I mentioned the Symlogic system a little earlier, and that doesn’t include any Gamma or the rules you mentioned. To describe a little more, a Symlogic deduction is a numbered series of propositional statements, with a justification for each statement, and possibly nested indents or similar markup to indicate unproven hypotheses.
PREMISE: Most deductions will start with several statements with the justification premise; if your deduction is a class assignment then you can’t add to these. 
I think this might be the equivalent of your ‘Gamma’
RESTATEMENT: You can copy over any earlier statement to a lower line in the proof, as long as it wasn’t in a different, now-closed hypothesis. This is useful when you have to deduce something inside a hypothesis that you’ve already deduced outside it.
The following rules work without hypotheses. Where I say ‘Given’, the components mentioned must be earlier statements in the deduction, not in a now-closed hypothesis.
& Introduction:
given
A
B
deduce
A & B
& Elimination:
given
A & B
deduce
A
given
A & B
deduce
B
v Introduction:
given
A
deduce
A v B (B can be any possible statement)
given
B
deduce
A v B (A can be any possible statement)
-> Elimination:
given
A
A -> B
deduce
B
= Elimination:
given
A
A = B
deduce
B
given
B
A = B
deduce
A
The other rules require you to form hypotheses and deduce within them:
-> Introduction:
Start a new hypothesis and write A at the start with ‘hypothesis’ as the justification. Within this hypothesis, you can use all of the same deductive rules, with A now available in addition to everything outside the hypothesis. Deduce B within the hypothesis. This justifies deducing A -> B outside the hypothesis.
-
Introduction:
Start a new hypothesis for A. Within the hypothesis, deduce some statement C, and also -C. This justifies deducing -A outside the hypothesis. -
Elimination:
Like ‘- Introduction’, except you take -A as your hypothesis to deduce A. You still need to deduce C and -C within the hypothesis.
= Introduction:
Like ‘-> Introduction’, except you need two hypotheses: One hypothesizing A to deduce B, and the other hypothesizing B to deduce A. This justifies deducing A = B outside both hypotheses.
v Elimination:
The other double-hypothesis rule. Given A v B, start two hypotheses, one hypothesizing A, the other hypothesizing B. Deduce C in both hypotheses, in order to deduce it outside.

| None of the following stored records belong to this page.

PR #10360, opened 2026-06-12
feat(config): load safe mise.toml files without trust

jdx:
## Summary

`mise.toml` files that cannot execute code at load time or change mise's behavior without an explicit user action no longer require trust. A config is exempt from the trust gate only when:

- it contains no Tera template syntax — checked both on the raw body (`{{`, `{%`, `{#`) **and** on every decoded TOML string (keys/values, any depth) so escaped delimiters can't slip through — and
- its top-level keys are limited to `min_version`, `[tasks]`, and `[tools]` entries whose values are plain version strings (or arrays of them)

Tools install and tasks run only on explicit commands (`mise install`, `mise run`), so loading these configs executes nothing. Template-free file tasks (`mise-tasks/` scripts and included TOML task files) are likewise loadable without trust — templates are the only thing that can execute while tasks load.

Everything else keeps the existing trust prompt/error: `[env]`, `[hooks]`, `[settings]`, `[alias]`, `[plugins]`, `[task_config]`, `env_file`/`dotenv`, tool entries with options (tables) — since options like `postinstall` run shell commands and `install_env` can alter the install environment — and any file with template syntax. Paranoid mode still requires trust for every file, and ignored configs stay unloaded even when safe.

The check is allowlist-based, so an unrecognized or future config construct fails safe (still prompts for trust).

## Security hardening

- **Escaped-template trust bypass (critical, caught in review).** `is_safe_config_body` originally only scanned the *raw* TOML body, so `tiny = "{{ exec(...) }}"` — which TOML decodes to `{{ exec(...) }}` — passed as "safe" and then executed via Tera when the tool version / task field rendered, with no trust prompt. Fixed by recursively re-checking every decoded TOML string for template syntax. Regression tests added (unit + e2e) for both the tools and tasks paths.
- **Task-include trust hole (pre-existing).** `load_tasks_in_dir` skipped the include trust check whenever *any* config existed at the root, even one loaded without trust (e.g. a plain `.tool-versions`), so a templated `mise-tasks/*.toml` could render `exec()` at `mise tasks` time. Includes now require trust unless a root config was actually trusted (new `config_file::is_path_trusted`).

## Other fixes

- **Tracked safe configs.** `get_tracked_config_files` skipped any path without a trust marker, which safe configs don't create — so their tool pins went missing from `mise ls --all-sources`, `mise upgrade`, and `mise prune`. Safe configs are now loaded there too (`MiseToml::path_is_trust_exempt`). Regression test: `e2e/config/test_trust_safe_config_tracked`.

## Tests

- Unit `test_is_safe_config_body`: tools/tasks safe cases, plus rejection of templates, tool-options, and **escaped** templates in tool versions, task fields, and keys
- `e2e/config/test_trust_safe_config`: safe tools+tasks (config and file tasks) load/run with no trust marker; literal- and escaped-template variants in versions, task fields, and file-task headers, plus tool-options and `[env]`, are all blocked with nothing executing
- `e2e/config/test_trust_safe_config_tracked`: safe config's pins survive tracked-config reload from another directory
- `test_task_untrusted_config_error` / `test_task_monorepo_trust` updated for the new semantics; all other trust e2e tests pass unchanged
- Trust-marker e2e assertions made precise (check for marker *files*, not just the directory)

## Summary by CodeRabbit

* **New Features**
  * Safe config files (only min_version, plain tool versions, and tasks without templates/options) auto-load without a trust prompt.

* **Documentation**
  * Help text, man page, CLI docs, and FAQ updated to define which configs auto-load and which require trust.

* **Refactor**
  * Trust and load logic enhanced to recognize safe configs and detect encoded/escaped template markers.

* **Tests**
  * Added unit and E2E tests for safe-config loading, tracked safe configs, escaped-template edge cases, and unsafe cases requiring trust.

---

> [!NOTE]
> **High Risk**
> Changes when untrusted config is parsed and when templates can run at load time; mistakes could allow code execution without a trust prompt.
> 
> **Overview**
> **Untrusted `mise.toml` files that only pin tools and define tasks can now load without `mise trust`**, when their content is allowlisted (`min_version`, plain `[tools]` strings/arrays, `[tasks]` with no tool-option tables) and has no Tera templates. Parsing skips `trust_check` via `is_trust_exempt` / `path_is_trust_exempt`; everything else (`[env]`, hooks, settings, templates, `postinstall`, etc.) still requires trust, and **paranoid** / **ignored** configs stay gated.
> 
> **Security tightening:** decoded TOML strings are scanned for templates so Unicode-escaped `{{ exec(...) }}` cannot bypass a raw-body check. Task includes and `mise-tasks` files only auto-load without trust when template-free; templated `#MISE` headers and included TOML still require trust. **Trusted** vs **trust-exempt** is split with `is_path_trusted` so safe configs cannot vouch for includes, and tracked-config reload no longer drops safe configs missing a trust marker.
> 
> Docs/CLI help and e2e tests document and cover safe load, escaped-template blocks, and tracked-config visibility.
> 
> <sup>Reviewed by [Cursor Bugbot](https://cursor.com/bugbot) for commit 1dd9a7e26b997603fb3fccb097c60e8cab47f3d1. Bugbot is set up for automated code reviews on this repo. Configure [here](https://www.cursor.com/dashboard/bugbot).</sup>

### DIFF
--- a/docs/cli/trust.md
+++ b/docs/cli/trust.md
@@ -13,10 +13,10 @@ discovery paths, fail with an untrusted-config error when it cannot prompt,
 or assume trust in detected CI unless paranoid mode is enabled.
 
 Safe config files do not require trust: files that only contain
-`min_version`, `[tools]` entries with plain version strings, and
-`[tasks]` (no templates and no tool options) are loaded without
-prompting, since nothing in them executes code at load time — tools
-install and tasks run only on explicit commands like `mise install`
+`min_version`, `[tools]` entries with plain version strings (or arrays
+of them), and `[tasks]` (no templates and no tool options) are loaded
+without prompting, since nothing in them executes code at load time —
+tools install and tasks run only on explicit commands like `mise install`
 or `mise run`.
 
 ## Arguments
--- a/docs/cli/trust.md
+++ b/docs/cli/trust.md
@@ -13,9 +13,11 @@ discovery paths, fail with an untrusted-config error when it cannot prompt,
 or assume trust in detected CI unless paranoid mode is enabled.
 
 Safe config files do not require trust: files that only contain
-`min_version` and `[tools]` entries with plain version strings (no
-templates and no tool options) are loaded without prompting, since
-nothing in them can execute code or change mise's behavior.
+`min_version`, `[tools]` entries with plain version strings, and
+`[tasks]` (no templates and no tool options) are loaded without
+prompting, since nothing in them executes code at load time — tools
+install and tasks run only on explicit commands like `mise install`
+or `mise run`.
 
 ## Arguments
 
--- a/docs/cli/trust.md
+++ b/docs/cli/trust.md
@@ -12,6 +12,11 @@ parsing `mise.toml`. Without trust, mise may prompt, skip the config in some
 discovery paths, fail with an untrusted-config error when it cannot prompt,
 or assume trust in detected CI unless paranoid mode is enabled.
 
+Safe config files do not require trust: files that only contain
+`min_version` and `[tools]` entries with plain version strings (no
+templates and no tool options) are loaded without prompting, since
+nothing in them can execute code or change mise's behavior.
+
 ## Arguments
 
 ### `[CONFIG_FILE]`
--- a/docs/faq.md
+++ b/docs/faq.md
@@ -241,7 +241,11 @@ mise upgrade --bump node
 
 ## My config file is being ignored / `mise trust` issues
 
-mise requires you to trust config files that were not created by you. Common issues:
+mise requires you to trust config files that were not created by you. Safe config files —
+those that only contain `min_version` and `[tools]` entries with plain version strings (no
+templates and no tool options) — are loaded without trust, since nothing in them can execute
+code or change mise's behavior. Everything else (env vars, tasks, hooks, settings, aliases,
+templates, tool options) requires trust. Common issues:
 
 - **Accidentally denied trust**: If mise prompted you to trust a file and you said no, it gets
   added to the ignore list. Check the `ignored-configs` directory in your
--- a/docs/faq.md
+++ b/docs/faq.md
@@ -242,8 +242,8 @@ mise upgrade --bump node
 ## My config file is being ignored / `mise trust` issues
 
 mise requires you to trust config files that were not created by you. Safe config files —
-those that only contain `min_version`, `[tools]` entries with plain version strings, and
-`[tasks]` (no templates and no tool options) — are loaded without trust, since nothing in
+those that only contain `min_version`, `[tools]` entries with plain version strings (or
+arrays of them), and `[tasks]` (no templates and no tool options) — are loaded without trust, since nothing in
 them executes code at load time: tools install and tasks run only on explicit commands like
 `mise install` or `mise run`. Everything else (env vars, hooks, settings, aliases, templates,
 tool options) requires trust. Common issues:
--- a/docs/faq.md
+++ b/docs/faq.md
@@ -242,10 +242,11 @@ mise upgrade --bump node
 ## My config file is being ignored / `mise trust` issues
 
 mise requires you to trust config files that were not created by you. Safe config files —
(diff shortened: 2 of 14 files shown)


jdx:
Thanks for the reviews — addressed in c70a4dc:

- **Escaped-template trust bypass (CodeRabbit, critical).** Confirmed real — `tiny = "{{ exec(...) }}"` decoded to a live template and ran without trust. `is_safe_config_body` now recursively re-checks every *decoded* TOML string (keys + values, any depth) for template syntax, not just the raw body. Unit + e2e regressions added for the tools and tasks paths (and an escaped key).

- **Tracked safe configs skipped (Cursor, medium).** Fixed — `get_tracked_config_files` now also loads safe trust-exempt configs (`MiseToml::path_is_trust_exempt`), so their tool pins remain visible to `mise ls --all-sources` / `upgrade` / `prune`. Regression test: `e2e/config/test_trust_safe_config_tracked`.

- **Trust exemption not shared / misleading "no tasks" error (Cursor, medium).** The tasks commit (46e02fd) makes tasks-only configs load, so `mise run <task>` from a safe config now works instead of erroring; `test_task_untrusted_config_error` was updated to assert this and to keep the trust error for an unsafe (`[env]`) config.

- **Trust-marker assertion false negative (Greptile, P2).** The e2e checks now assert no marker *files/symlinks* exist under `trusted-configs` (via `find`), instead of a bare directory-existence check.

- **`[tools]` array form in docs (CodeRabbit).** Doc text (CLI help, FAQ, regenerated man/usage) now says "plain version strings (or arrays of them)".

- **Double TOML parse (Greptile, P2).** Left as-is intentionally: the safety check parses to `toml::Value` and the main load deserializes into `MiseToml` (different targets), and the published hyperfine numbers show the load path within noise (≈1.03×). Happy to fold them into one parse if you'd prefer.

jdx:
Addressed the task-include variant in c01306d (Cursor, high — "Task includes skip decoded templates").

Confirmed it was real and reproduced it: a `mise-tasks/ci.toml` field and a `#MISE` script header both written with escaped delimiters (`{{ exec(...) }}`) decoded to live templates and executed during `mise tasks` without trust — the same class of bug as the `is_safe_config_body` one, but in `task_include_requires_trust`, which only scanned raw text.

Fix: `task_include_requires_trust` now also rejects template syntax found in the *decoded* TOML — the whole file for `.toml` includes, and the `#MISE` header values for scripts (the only part parsed and rendered at load). The `#MISE` header extraction is refactored out of `Task::from_path` into a shared `parse_mise_header_toml` so the trust check and the loader agree on exactly what gets parsed, and it reuses the recursive `toml_value_has_template` helper from the earlier fix.

Tests: unit `test_file_has_decoded_template` (both file types, plain + escaped) and e2e `e2e/tasks/test_task_include_trust_escaped` (non-paranoid; verifies escaped `.toml` and `#MISE` includes are blocked with nothing executing, and a plain file task still loads untrusted).

jdx:
Two follow-ups from the latest review (1dd9a7e):

- **`e2e/tasks/test_task_include_trust_escaped` script-header case (correct, minor).** Good catch — case 2 used a literal `{{` template, so the raw-text gate rejected it and the decoded-`#MISE`-header path wasn't actually exercised. Switched it to escaped `{{` delimiters via `printf`, so it now locks down `file_has_decoded_template` for the script path. (Case 1, the `.toml` include, already used escapes.)

- **`parse_mise_header_toml` header regex (src/task/mod.rs, flagged Major) — not a regression.** The regex is a verbatim copy of the one previously inline in `Task::from_path` (`r"^(?:#|//|::)(?:MISE| ?\[MISE\]) (...)$"`), and `test_from_path_toml_headers` (which includes a `# MISE alias="b"` line) still passes, so header parsing behavior is unchanged by this refactor. If `# MISE`/`// MISE`/`:: MISE` (space-separated, no brackets) should be accepted, that's a pre-existing matter independent of this PR and best handled separately to avoid scope creep here.

PR #10387, opened 2026-06-13
fix(task): join wrapped command lines in task output header

JamBalaya56562:
## Problem

When a task''s run script starts with a command wrapped across multiple physical lines with backslash continuations, the task header shows only the first physical line (ending in `\`) and then glues the task''s extra CLI args onto that dangling backslash. Reported in #10083:

```
[foo] $ echo long_command \ --extra args
```

## Root cause

`exec_script` (`src/task/task_executor.rs`) built the displayed command by taking only the first non-boilerplate **physical** line via `script.lines().find(...)`. For a backslash-wrapped command that line ends in `\`, and the header is then formatted as `format!("$ {display_script} {args_str}")`, gluing the extra CLI args right after the dangling backslash. The existing `trunc()` only ellipsizes the first line, so it can''t fix this.

## Fix

Extract `display_first_command()`, which:

- skips leading shebang / blank / `set ...` boilerplate (same as before), and
- joins backslash-continued lines into one logical line, so the header shows the full command (still truncated to terminal width by `trunc()`, and shown in full under CI / `task.show_full_cmd`).

Execution is unchanged — only the displayed `$ ...` line is affected.

### Literal trailing backslash

A trailing backslash with **no following line** is treated as literal data (it can''t be a continuation) and is kept verbatim, so e.g. a Windows path `echo C:\tmp\` is displayed as-is rather than being altered. Only genuine multi-line continuations are merged. (The remaining ambiguity — a literal `\` at the end of a line that *is* followed by another line — is still treated as a continuation, which is acceptable for a display-only string and noted in the doc comment.)

## Testing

This is also logically complete I believe, though some intuitively obvious proofs were awkward to construct as I recall. In the same course, we also used an expanded system with substitution rules built in, substituting -A & -B for -(A v B) for example - and simple predicate logic involving rules for the ‘All x’ and ‘Exists x’ operators.
The Gamma is the equivalent of indenting with new hypotheses. It keeps track of all the hypotheses which have been introduced in the current context. (And all the premises, yes. There’s really no difference between the two.)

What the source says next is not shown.